(Data extracted from a collection)
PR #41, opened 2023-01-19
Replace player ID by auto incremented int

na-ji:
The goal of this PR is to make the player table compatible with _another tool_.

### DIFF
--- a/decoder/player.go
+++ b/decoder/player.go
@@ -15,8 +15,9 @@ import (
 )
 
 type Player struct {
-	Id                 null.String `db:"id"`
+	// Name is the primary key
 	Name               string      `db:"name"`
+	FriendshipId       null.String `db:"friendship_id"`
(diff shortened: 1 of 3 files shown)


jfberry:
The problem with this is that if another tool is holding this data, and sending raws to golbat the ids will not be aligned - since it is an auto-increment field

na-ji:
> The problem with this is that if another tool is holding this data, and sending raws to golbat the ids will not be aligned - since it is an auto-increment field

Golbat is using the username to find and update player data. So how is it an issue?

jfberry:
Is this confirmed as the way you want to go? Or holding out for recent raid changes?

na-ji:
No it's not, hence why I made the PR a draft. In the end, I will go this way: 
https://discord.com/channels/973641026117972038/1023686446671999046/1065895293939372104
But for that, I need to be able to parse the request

==

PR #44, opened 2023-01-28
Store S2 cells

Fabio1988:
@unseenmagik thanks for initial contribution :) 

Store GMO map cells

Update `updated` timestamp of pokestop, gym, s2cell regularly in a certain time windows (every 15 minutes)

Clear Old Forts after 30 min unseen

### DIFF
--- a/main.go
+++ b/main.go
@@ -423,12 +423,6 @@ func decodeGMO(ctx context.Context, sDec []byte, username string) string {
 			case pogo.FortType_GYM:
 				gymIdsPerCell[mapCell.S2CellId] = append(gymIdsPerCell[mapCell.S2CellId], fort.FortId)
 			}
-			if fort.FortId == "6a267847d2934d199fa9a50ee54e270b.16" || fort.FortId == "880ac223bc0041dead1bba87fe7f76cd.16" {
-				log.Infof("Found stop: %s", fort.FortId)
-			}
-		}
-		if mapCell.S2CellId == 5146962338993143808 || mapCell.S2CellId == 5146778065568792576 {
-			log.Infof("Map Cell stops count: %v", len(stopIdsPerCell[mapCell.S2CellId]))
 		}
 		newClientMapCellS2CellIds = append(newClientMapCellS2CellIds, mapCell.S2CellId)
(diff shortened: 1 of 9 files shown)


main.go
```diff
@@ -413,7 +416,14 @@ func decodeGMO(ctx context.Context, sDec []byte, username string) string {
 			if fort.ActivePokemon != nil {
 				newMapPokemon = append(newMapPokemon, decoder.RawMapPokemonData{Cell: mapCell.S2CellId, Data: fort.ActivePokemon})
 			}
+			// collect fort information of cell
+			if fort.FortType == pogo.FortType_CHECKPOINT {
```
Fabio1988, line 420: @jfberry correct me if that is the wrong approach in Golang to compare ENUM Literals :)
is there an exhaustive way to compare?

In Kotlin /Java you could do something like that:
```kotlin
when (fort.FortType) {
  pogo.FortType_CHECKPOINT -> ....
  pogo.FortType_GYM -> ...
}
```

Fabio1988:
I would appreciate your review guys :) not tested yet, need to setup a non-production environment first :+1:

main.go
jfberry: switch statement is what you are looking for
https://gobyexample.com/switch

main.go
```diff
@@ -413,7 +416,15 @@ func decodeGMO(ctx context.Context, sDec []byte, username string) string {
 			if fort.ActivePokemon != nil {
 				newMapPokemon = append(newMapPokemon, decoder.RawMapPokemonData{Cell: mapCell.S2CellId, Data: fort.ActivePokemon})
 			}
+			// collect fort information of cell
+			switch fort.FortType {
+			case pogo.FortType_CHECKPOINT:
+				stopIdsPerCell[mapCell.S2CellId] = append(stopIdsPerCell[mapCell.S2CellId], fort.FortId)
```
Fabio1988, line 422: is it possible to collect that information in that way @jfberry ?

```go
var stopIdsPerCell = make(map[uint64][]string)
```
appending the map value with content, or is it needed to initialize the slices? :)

---

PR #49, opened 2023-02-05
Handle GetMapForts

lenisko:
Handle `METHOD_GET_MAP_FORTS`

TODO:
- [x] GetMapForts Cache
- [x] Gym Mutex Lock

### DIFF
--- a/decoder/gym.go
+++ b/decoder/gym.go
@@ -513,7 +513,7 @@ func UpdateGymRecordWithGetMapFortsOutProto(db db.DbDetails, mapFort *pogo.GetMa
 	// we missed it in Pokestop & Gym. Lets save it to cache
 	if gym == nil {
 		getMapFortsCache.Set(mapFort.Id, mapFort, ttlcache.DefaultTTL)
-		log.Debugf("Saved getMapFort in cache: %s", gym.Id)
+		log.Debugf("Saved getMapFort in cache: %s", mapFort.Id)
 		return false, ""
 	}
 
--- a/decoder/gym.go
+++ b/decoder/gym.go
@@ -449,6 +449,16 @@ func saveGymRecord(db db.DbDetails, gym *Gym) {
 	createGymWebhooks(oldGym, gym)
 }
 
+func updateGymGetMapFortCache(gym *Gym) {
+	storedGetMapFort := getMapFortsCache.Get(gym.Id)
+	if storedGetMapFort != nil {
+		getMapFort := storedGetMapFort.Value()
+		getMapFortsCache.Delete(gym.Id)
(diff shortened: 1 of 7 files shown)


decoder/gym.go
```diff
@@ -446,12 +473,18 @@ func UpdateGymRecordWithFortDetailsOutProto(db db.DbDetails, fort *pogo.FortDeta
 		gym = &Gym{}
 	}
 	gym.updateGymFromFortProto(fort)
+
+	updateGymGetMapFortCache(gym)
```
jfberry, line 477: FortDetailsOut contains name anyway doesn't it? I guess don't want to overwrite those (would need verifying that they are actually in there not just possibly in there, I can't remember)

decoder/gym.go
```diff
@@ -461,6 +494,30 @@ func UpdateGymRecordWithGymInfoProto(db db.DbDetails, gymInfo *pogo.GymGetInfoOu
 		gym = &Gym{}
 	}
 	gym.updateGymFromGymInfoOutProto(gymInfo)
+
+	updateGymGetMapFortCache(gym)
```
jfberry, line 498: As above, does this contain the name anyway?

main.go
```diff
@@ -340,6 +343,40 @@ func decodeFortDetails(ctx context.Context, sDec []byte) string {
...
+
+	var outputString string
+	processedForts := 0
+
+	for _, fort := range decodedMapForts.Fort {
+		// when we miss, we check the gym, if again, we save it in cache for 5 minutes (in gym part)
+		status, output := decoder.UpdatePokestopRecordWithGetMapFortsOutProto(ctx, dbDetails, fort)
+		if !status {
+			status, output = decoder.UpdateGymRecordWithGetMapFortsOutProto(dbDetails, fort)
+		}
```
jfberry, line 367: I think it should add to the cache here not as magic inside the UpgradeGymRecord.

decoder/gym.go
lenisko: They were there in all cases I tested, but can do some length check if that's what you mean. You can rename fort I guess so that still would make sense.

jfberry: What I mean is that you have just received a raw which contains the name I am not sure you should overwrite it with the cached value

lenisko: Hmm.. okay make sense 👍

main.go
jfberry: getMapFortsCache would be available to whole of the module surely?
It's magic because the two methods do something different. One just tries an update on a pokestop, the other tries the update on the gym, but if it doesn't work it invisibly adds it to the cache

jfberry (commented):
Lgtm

Exercise aim.
Would you output, from the records above, exactly the run of lines that starts at the line containing "(diff shortened: 1 of 9 files shown)" and ends at the line containing "appending the map", and only that run?

Solution to this exercise.
(diff shortened: 1 of 9 files shown)


main.go
```diff
@@ -413,7 +416,14 @@ func decodeGMO(ctx context.Context, sDec []byte, username string) string {
 			if fort.ActivePokemon != nil {
 				newMapPokemon = append(newMapPokemon, decoder.RawMapPokemonData{Cell: mapCell.S2CellId, Data: fort.ActivePokemon})
 			}
+			// collect fort information of cell
+			if fort.FortType == pogo.FortType_CHECKPOINT {
```
Fabio1988, line 420: @jfberry correct me if that is the wrong approach in Golang to compare ENUM Literals :)
is there an exhaustive way to compare?

In Kotlin /Java you could do something like that:
```kotlin
when (fort.FortType) {
  pogo.FortType_CHECKPOINT -> ....
  pogo.FortType_GYM -> ...
}
```

Fabio1988:
I would appreciate your review guys :) not tested yet, need to setup a non-production environment first :+1:

main.go
jfberry: switch statement is what you are looking for
https://gobyexample.com/switch

main.go
```diff
@@ -413,7 +416,15 @@ func decodeGMO(ctx context.Context, sDec []byte, username string) string {
 			if fort.ActivePokemon != nil {
 				newMapPokemon = append(newMapPokemon, decoder.RawMapPokemonData{Cell: mapCell.S2CellId, Data: fort.ActivePokemon})
 			}
+			// collect fort information of cell
+			switch fort.FortType {
+			case pogo.FortType_CHECKPOINT:
+				stopIdsPerCell[mapCell.S2CellId] = append(stopIdsPerCell[mapCell.S2CellId], fort.FortId)
```
Fabio1988, line 422: is it possible to collect that information in that way @jfberry ?

```go
var stopIdsPerCell = make(map[uint64][]string)
```
appending the map value with content, or is it needed to initialize the slices? :)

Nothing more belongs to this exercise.